▸ Problem statement:
Gather every line below where "fixes" appears.

▸ Extracted data entries:
'''
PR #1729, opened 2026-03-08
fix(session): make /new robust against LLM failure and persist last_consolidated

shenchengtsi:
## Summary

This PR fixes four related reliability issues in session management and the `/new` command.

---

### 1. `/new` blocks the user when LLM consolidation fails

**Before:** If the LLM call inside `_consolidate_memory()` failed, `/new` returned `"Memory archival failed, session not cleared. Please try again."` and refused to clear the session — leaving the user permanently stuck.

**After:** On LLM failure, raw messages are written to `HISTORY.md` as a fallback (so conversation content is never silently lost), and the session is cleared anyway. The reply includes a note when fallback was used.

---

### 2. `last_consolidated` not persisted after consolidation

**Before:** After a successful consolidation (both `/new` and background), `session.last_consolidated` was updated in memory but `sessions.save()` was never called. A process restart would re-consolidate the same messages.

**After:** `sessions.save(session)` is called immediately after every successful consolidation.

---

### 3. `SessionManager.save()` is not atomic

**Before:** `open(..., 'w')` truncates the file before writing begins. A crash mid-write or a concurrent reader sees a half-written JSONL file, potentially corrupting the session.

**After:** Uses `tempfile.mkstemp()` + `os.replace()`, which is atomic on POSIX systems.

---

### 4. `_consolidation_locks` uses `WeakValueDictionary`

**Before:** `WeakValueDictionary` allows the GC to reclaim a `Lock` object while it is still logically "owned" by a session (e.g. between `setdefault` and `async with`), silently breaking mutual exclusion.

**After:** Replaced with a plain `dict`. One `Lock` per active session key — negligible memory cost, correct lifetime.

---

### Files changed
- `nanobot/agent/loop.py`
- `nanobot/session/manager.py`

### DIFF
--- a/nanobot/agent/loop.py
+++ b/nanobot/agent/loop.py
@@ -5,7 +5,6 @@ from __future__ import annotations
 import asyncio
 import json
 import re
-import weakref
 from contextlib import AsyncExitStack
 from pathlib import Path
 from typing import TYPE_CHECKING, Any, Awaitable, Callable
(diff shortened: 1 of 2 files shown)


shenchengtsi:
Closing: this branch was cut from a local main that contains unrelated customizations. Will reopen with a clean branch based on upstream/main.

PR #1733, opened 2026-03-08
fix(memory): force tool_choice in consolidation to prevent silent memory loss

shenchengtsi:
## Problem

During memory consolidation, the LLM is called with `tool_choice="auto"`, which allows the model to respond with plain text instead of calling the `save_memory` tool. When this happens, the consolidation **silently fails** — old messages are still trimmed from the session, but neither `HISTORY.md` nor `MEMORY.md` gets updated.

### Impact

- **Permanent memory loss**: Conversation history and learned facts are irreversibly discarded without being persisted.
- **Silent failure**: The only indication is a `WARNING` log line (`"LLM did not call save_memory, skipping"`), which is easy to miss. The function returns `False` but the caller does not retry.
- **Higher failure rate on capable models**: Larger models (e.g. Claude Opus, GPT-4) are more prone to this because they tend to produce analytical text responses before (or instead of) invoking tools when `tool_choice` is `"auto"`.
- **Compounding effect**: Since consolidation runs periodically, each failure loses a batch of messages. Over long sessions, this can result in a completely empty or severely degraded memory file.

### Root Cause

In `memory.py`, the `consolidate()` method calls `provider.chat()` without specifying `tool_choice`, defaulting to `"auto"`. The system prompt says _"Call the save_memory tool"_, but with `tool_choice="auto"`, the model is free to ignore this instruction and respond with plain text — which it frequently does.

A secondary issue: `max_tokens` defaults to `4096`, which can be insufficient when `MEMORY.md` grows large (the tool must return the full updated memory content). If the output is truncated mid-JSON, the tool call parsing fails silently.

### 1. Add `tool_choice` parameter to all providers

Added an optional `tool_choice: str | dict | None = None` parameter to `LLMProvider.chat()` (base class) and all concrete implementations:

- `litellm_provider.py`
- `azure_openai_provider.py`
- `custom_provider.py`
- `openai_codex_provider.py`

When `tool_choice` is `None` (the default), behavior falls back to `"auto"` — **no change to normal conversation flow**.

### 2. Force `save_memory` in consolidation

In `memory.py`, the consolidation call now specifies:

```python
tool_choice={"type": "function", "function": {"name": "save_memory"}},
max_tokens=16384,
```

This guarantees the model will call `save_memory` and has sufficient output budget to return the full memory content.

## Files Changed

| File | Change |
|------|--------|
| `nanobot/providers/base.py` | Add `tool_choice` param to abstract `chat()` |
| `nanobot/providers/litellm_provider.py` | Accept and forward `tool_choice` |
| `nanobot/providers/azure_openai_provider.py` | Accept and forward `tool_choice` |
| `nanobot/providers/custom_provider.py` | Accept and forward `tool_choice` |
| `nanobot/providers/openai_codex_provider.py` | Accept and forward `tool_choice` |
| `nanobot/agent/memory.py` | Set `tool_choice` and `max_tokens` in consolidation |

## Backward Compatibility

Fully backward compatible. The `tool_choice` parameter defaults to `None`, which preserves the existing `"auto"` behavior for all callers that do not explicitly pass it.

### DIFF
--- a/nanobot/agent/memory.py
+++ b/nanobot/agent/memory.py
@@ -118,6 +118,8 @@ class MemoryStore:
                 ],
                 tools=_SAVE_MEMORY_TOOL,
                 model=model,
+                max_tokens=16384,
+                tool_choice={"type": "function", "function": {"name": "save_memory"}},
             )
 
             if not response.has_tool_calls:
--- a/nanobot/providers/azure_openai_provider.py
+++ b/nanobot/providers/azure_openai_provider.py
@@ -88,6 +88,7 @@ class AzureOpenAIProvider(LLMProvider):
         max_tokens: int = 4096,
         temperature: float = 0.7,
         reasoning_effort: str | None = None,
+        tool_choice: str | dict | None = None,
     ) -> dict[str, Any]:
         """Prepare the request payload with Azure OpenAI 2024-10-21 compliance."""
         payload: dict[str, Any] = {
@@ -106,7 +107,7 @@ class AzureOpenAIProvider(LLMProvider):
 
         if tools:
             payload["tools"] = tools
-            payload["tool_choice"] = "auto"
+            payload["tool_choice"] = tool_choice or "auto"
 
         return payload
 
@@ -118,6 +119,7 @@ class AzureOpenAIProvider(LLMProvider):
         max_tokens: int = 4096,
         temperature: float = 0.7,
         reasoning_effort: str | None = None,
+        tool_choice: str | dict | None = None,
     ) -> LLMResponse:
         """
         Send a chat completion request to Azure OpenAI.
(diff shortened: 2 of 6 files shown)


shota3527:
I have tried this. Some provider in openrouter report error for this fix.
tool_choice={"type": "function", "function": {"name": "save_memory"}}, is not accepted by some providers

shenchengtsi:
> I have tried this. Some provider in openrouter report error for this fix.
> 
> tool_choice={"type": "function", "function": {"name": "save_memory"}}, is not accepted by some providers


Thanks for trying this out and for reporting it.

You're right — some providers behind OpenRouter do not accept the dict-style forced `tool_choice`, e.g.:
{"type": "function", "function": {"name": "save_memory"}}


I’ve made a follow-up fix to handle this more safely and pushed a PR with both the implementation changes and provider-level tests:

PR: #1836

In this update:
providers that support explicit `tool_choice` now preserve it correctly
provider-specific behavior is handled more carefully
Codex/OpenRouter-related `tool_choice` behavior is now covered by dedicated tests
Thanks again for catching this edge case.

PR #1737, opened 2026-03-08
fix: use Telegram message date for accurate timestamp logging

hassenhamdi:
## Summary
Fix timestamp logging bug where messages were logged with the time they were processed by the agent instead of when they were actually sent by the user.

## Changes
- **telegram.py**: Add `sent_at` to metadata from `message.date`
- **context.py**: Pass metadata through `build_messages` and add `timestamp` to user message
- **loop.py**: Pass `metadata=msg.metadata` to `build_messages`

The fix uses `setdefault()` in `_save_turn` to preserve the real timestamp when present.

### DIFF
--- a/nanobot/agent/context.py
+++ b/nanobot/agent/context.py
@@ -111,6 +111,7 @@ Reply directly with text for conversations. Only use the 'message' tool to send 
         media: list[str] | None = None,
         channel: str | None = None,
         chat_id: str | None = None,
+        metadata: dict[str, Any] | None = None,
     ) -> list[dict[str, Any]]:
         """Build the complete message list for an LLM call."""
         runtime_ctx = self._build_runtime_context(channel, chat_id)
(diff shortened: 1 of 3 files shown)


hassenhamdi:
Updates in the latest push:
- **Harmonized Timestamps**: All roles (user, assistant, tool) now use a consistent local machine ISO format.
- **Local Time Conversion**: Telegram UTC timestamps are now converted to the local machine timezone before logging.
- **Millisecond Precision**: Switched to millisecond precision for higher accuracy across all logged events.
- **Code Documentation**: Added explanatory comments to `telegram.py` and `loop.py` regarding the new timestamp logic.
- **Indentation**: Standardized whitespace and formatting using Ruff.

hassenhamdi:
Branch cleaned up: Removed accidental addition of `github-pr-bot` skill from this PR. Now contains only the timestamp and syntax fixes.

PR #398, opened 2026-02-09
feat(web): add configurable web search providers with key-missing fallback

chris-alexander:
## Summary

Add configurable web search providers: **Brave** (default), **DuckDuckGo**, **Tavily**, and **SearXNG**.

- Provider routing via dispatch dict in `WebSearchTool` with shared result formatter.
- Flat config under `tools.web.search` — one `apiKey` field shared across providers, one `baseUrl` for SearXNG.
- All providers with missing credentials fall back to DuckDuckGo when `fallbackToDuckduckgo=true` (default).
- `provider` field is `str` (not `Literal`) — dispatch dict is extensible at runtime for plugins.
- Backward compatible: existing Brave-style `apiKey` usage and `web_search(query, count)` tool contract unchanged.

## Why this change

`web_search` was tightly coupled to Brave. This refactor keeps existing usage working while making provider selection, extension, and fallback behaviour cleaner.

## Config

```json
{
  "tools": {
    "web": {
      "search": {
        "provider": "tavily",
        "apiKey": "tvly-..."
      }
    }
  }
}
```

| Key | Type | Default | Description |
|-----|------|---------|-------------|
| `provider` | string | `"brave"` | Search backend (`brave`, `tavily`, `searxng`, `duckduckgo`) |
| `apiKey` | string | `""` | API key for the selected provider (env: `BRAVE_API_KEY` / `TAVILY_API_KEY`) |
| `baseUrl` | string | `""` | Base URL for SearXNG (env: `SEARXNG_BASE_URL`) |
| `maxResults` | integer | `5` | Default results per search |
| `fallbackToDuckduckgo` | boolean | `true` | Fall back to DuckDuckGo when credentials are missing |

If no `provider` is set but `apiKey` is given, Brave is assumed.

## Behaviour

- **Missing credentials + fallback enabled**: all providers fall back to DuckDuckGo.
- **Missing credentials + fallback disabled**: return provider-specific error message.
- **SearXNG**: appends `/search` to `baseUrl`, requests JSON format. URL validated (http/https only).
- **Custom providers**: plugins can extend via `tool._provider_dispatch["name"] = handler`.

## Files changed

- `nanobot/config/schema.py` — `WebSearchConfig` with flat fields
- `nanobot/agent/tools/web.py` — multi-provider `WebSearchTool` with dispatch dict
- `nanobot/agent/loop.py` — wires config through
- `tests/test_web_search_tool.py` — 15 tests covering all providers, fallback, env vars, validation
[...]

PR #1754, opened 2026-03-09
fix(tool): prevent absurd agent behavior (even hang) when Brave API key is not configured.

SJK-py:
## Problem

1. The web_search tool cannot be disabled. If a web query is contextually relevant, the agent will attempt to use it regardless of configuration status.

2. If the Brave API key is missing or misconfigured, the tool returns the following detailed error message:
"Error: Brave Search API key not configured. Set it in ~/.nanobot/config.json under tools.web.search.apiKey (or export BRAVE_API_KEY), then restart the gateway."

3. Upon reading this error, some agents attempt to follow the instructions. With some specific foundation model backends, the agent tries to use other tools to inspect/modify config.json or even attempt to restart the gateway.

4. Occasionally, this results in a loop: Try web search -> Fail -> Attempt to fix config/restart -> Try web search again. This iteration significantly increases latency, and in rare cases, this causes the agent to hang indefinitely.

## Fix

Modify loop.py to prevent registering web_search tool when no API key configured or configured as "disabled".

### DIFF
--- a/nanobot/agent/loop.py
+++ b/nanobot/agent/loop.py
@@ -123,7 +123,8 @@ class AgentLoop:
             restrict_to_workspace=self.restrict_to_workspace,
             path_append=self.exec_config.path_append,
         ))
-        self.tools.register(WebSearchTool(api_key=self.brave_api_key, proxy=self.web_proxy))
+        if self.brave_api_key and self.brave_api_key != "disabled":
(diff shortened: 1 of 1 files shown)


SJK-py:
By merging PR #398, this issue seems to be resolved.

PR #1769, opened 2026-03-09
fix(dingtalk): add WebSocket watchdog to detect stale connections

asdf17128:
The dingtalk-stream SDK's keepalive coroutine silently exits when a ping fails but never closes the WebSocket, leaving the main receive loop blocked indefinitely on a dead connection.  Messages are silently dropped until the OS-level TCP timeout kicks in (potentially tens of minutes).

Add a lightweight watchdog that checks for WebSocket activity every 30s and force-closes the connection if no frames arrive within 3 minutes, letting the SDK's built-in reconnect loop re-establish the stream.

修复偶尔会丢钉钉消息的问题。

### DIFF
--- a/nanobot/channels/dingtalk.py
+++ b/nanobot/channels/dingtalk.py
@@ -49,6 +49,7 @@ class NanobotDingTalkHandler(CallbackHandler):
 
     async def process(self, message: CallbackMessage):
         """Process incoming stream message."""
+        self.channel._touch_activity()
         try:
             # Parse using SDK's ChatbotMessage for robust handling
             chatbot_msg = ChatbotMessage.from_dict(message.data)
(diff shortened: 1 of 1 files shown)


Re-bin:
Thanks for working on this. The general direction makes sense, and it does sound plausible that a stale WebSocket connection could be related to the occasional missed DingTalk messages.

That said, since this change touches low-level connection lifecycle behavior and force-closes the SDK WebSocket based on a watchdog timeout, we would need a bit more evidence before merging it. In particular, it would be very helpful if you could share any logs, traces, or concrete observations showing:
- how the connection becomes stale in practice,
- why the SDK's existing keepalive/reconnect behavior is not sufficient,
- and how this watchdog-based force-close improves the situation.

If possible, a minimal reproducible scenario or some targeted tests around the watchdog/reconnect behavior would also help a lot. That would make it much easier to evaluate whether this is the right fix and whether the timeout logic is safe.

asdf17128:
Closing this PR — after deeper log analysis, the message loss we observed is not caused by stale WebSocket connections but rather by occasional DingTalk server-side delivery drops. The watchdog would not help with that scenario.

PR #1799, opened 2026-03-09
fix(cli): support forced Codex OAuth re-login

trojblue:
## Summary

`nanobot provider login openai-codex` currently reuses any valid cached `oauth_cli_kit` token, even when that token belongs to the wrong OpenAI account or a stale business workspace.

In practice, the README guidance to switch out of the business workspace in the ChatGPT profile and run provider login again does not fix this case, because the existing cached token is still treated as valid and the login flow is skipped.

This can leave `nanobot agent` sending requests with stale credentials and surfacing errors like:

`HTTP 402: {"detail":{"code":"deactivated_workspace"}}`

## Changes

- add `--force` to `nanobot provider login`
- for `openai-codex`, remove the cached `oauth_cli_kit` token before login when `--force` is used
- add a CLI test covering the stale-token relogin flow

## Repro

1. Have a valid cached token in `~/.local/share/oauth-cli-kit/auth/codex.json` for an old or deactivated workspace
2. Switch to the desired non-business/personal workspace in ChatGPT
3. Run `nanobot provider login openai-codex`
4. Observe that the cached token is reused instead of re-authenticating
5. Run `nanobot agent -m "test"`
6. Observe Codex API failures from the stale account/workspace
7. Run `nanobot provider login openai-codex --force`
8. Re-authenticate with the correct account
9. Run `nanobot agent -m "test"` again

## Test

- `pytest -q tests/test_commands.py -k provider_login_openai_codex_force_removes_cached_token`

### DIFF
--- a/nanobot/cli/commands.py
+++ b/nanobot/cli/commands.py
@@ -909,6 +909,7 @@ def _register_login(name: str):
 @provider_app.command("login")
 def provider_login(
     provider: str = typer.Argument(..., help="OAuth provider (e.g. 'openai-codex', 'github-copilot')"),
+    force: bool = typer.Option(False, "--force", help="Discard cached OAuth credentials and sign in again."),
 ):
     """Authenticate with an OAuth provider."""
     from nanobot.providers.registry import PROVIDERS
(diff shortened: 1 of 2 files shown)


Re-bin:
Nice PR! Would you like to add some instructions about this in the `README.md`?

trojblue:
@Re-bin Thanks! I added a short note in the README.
'''
▸ Output:
This PR fixes four related reliability issues in session management and the `/new` command.
Branch cleaned up: Removed accidental addition of `github-pr-bot` skill from this PR. Now contains only the timestamp and syntax fixes.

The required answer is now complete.